What is required
Read through the entries below and return each line with the word "countTrailingZeros".

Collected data
_ _ _ _ _
PR #448, opened 2021-10-19
fix(trimScale): check for zero value in countTrailingZeros

reckter:
`trimSccale`, when called with a `0` as the `amount`, kept in a endless loop.

Cause:
`countTrailingZeros` was stuck, as there never was any non-zero value to brake the loop.

I am unsure wether this is the cleanest solution, but  it at least fixes the problem.

Also added a quick test for regression.


packages/core/src/utils/countTrailingZeros.ts
```diff
@@ -11,6 +11,9 @@ export function countTrailingZeros<TAmount>(
   const equalFn = equal(calculator);
 
   return (input: TAmount, base: TAmount) => {
+    if (equalFn(calculator.zero(), input)) {
+      return calculator.zero();
+    }
     const zero = calculator.zero();
```
sarahdayan, line 17:
```suggestion
    const zero = calculator.zero();

    if (equalFn(zero, input)) {
      return zero;
    }
```

packages/core/src/api/__tests__/trimScale.ts
```diff
@@ -0,0 +1,20 @@
+import { calculator } from '@dinero.js/calculator-number';
```
sarahdayan, line 1: There's already a [test suite](https://github.com/dinerojs/dinero.js/blob/main/packages/dinero.js/src/api/__tests__/trimScale.test.ts) for `trimScale`, could you move the tests there?

packages/core/src/api/__tests__/trimScale.ts
```diff
@@ -0,0 +1,20 @@
...
+  it('should not crash on 0 amounts', () => {
+    const result = trim(dinero({ amount: 0, currency: EUR }));
+    expect(toSnapshot(result)).toEqual({ amount: 0, scale: 2, currency: EUR });
+  });
+  it('should calculate scale correctly', () => {
+    const result = trim(
+      dinero({ amount: 100000000, scale: 10, currency: EUR })
+    );
+    expect(toSnapshot(result)).toEqual({ amount: 1, scale: 2, currency: EUR });
+  });
```
sarahdayan, line 19: Since `trimScale` is already tested (see previous comment), this one might not be necessary.

packages/core/src/utils/countTrailingZeros.ts
```diff
@@ -11,6 +11,9 @@ export function countTrailingZeros<TAmount>(
   const equalFn = equal(calculator);
 
   return (input: TAmount, base: TAmount) => {
+    if (equalFn(calculator.zero(), input)) {
```
sarahdayan, line 14: Could you add a test for this branch in [this test suite](https://github.com/dinerojs/dinero.js/blob/main/packages/core/src/utils/__tests__/countTrailingZeros.test.ts)?

sarahdayan (changes requested):
Thanks @reckter, good catch! Let me know if you need further help.

packages/core/src/api/__tests__/trimScale.ts
reckter: I did not find that at all, thanks! will do :)

reckter:
@sarahdayan I left the comments "unresolved", as I wasn't sure how you handle these on PR's here. I've should've fixed all of them, so feel free to resolve them :)

reckter:
Hey, is there anything I can do to help get this merged? :)

sarahdayan (approved):
We're good to go! Thanks @reckter I'll deploy this soon.

svarlet:
@sarahdayan or any other maintainer, can you please trigger the release pipeline?

johnhooks:
@svarlet and @reckter I don't have access to release this. This solution may not be ideal, but until its released, I created a fork and published a modified version that includes this PR and the [feat: provide better support for non-decimal currencies](https://github.com/dinerojs/dinero.js/pull/309). So the API is different than 2.0.0-alpha.8, and I haven't attempted to deploy the updated docs, so you would need to look at the docs in the `website/data/docs` folder. I went through the hassle because I really wanted the that pull request, it adds rounding options to `transformScale`. But this PR was also included.

the repo is https://github.com/johnhooks/dinero.js

the package on npm is `@bitmachina/dinero.js`

PR #582, opened 2022-02-08
Adding all Currencies to also have Currency<bigint>

reckter:
Adding an additional `168-bigint` to the `amendments` folder. that contain all currencies in `Currency<bigint>` format.
I am not sure wether this is the right place or even way of doing it, but as they are currently missing, I thought providing one proposal on how to solve this might be a good idea.

Let me know your thoughts on this, happy to move the folder / or do something completely different :)


johnhooks (commented):
I agree, adding BigInt currencies makes sense. Though for packaging as an umd, separating the `number` and `BigInt` currencies seems like a better idea to me, just like the calculators.

sarahdayan:
Yes, creating two packages in the same fashion as the calculators is probably the way to go.

johnhooks:
I just created [PR #665](https://github.com/dinerojs/dinero.js/pull/665) it moves the currencies packages to currencies-number. If @sarahdayan thinks this is the way forward, @reckter could you modify this PR to create a new currencies-bigint package?

It avoid duplication, would making a script to generate the currency files be a better approach? All the data could be in a single json file.

sarahdayan:
@johnhooks Totally agree that we should generate the currencies. The `currency` package could actually be repurposed into it, holding a single TypeScript or JSON file with the definitions. Users could reuse it to generate currency packages for custom amount data structure.

reckter:
@johnhooks Looking at #670, it should be fairly trivial with that to implement this PR, so will look into that after it has been merged. (Feel free to just go ahead yourself, If I take to long 😅 ). Thanks for picking this up again 🍺 !

johnhooks:
Sounds good!

sarahdayan:
Thanks for this PR, I picked up the project again and included bigint currencies in https://github.com/dinerojs/dinero.js/commit/0e4aef8524ac3ec0d294a0b90fbbef329801cbe1. I marked you both as co-authors, thanks for your work!

PR #628, opened 2022-04-26
fix: prevent string input to be used in allocate function

### LINKED ISSUE #588: [Bug]: allocate() does not throw when given numeric strings as input

### Current behavior

First off, thanks for the great library.

.allocate() function has unexpected behaviour when given falsy input.

### Expected behavior

I expected an error:
`` TypeError: You must provide a non-empty array of numeric values greater than 0 ``

### Steps to reproduce

```
try {
    Dinero({ amount: 100 })
    .allocate([ '2', '98' ])
} catch (error) {
    console.log(error)
}
```

It never finishes nor throws meanwhile hogging memory.

The same for this:
``.allocate([ 1, '98' ])``

But this one yields the expected TypeError:
``.allocate([ 'a', '98' ])``

### Version

1.9.1

### Environment

14.17.3

### Code of Conduct

matheusfcorocher:
## How was it solved?
It was fixed by adding a condition that verifies if ratio is numeric and has number type in areValidRatios function. 

fixes #588

### DIFF
--- a/src/services/helpers.js
+++ b/src/services/helpers.js
@@ -33,6 +33,7 @@ export function isPercentage(percentage) {
 export function areValidRatios(ratios) {
   return (
     ratios.length > 0 &&
+    ratios.every(ratio => typeof ratio === 'number' && isNumeric(ratio)) &&
     ratios.every(ratio => ratio >= 0) &&
     ratios.some(ratio => ratio > 0)
   )
--- a/src/services/helpers.js
+++ b/src/services/helpers.js
@@ -33,8 +33,7 @@ export function isPercentage(percentage) {
 export function areValidRatios(ratios) {
   return (
     ratios.length > 0 &&
-    ratios.every(ratio => typeof ratio === 'number' && isNumeric(ratio)) &&
-    ratios.every(ratio => ratio >= 0) &&
+    ratios.every(ratio => typeof ratio === 'number' && isNumeric(ratio) && ratio >= 0) &&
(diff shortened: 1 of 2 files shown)


src/services/helpers.js
```diff
@@ -33,6 +33,7 @@ export function isPercentage(percentage) {
 export function areValidRatios(ratios) {
   return (
     ratios.length > 0 &&
+    ratios.every(ratio => typeof ratio === 'number' && isNumeric(ratio)) &&
     ratios.every(ratio => ratio >= 0) &&
```
sarahdayan, line 37: We can combine these two to avoid traversing the whole array twice.

test/unit/dinero.spec.js
```diff
@@ -277,6 +277,10 @@ describe('Dinero', () => {
       const shares = Dinero({ amount: 1003 }).allocate([0, 50, 50])
       expect(shares.map(share => share.getAmount())).toEqual([0, 502, 501])
     })
+    test('should allocate the amount of the Dinero object into new ones and distribute the remainder when one of ratios is float number', () => {
+      const shares = Dinero({ amount: 1000 }).allocate([1.618, 1])
+      expect(shares.map(share => share.getAmount())).toEqual([619, 381])
+    })
```
sarahdayan, line 283: This seems unrelated to the PR's objective.

sarahdayan (approved):

sarahdayan:
Thanks @matheusfcorocher!

PR #642, opened 2022-07-08
docs: fixes example of calculating with scale

thchia:
Thank you for this library.

I believe there is an error in the docs in the example of calculating objects of different scales. I have validated this by running the code shown in the example and do indeed get a different result than what is shown there.


johnhooks (approved):
I agree, that is correct

sarahdayan (approved):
_ _ _ _ _
Result
fix(trimScale): check for zero value in countTrailingZeros
`countTrailingZeros` was stuck, as there never was any non-zero value to brake the loop.
packages/core/src/utils/countTrailingZeros.ts
@@ -11,6 +11,9 @@ export function countTrailingZeros<TAmount>(
packages/core/src/utils/countTrailingZeros.ts
@@ -11,6 +11,9 @@ export function countTrailingZeros<TAmount>(
sarahdayan, line 14: Could you add a test for this branch in [this test suite](https://github.com/dinerojs/dinero.js/blob/main/packages/core/src/utils/__tests__/countTrailingZeros.test.ts)?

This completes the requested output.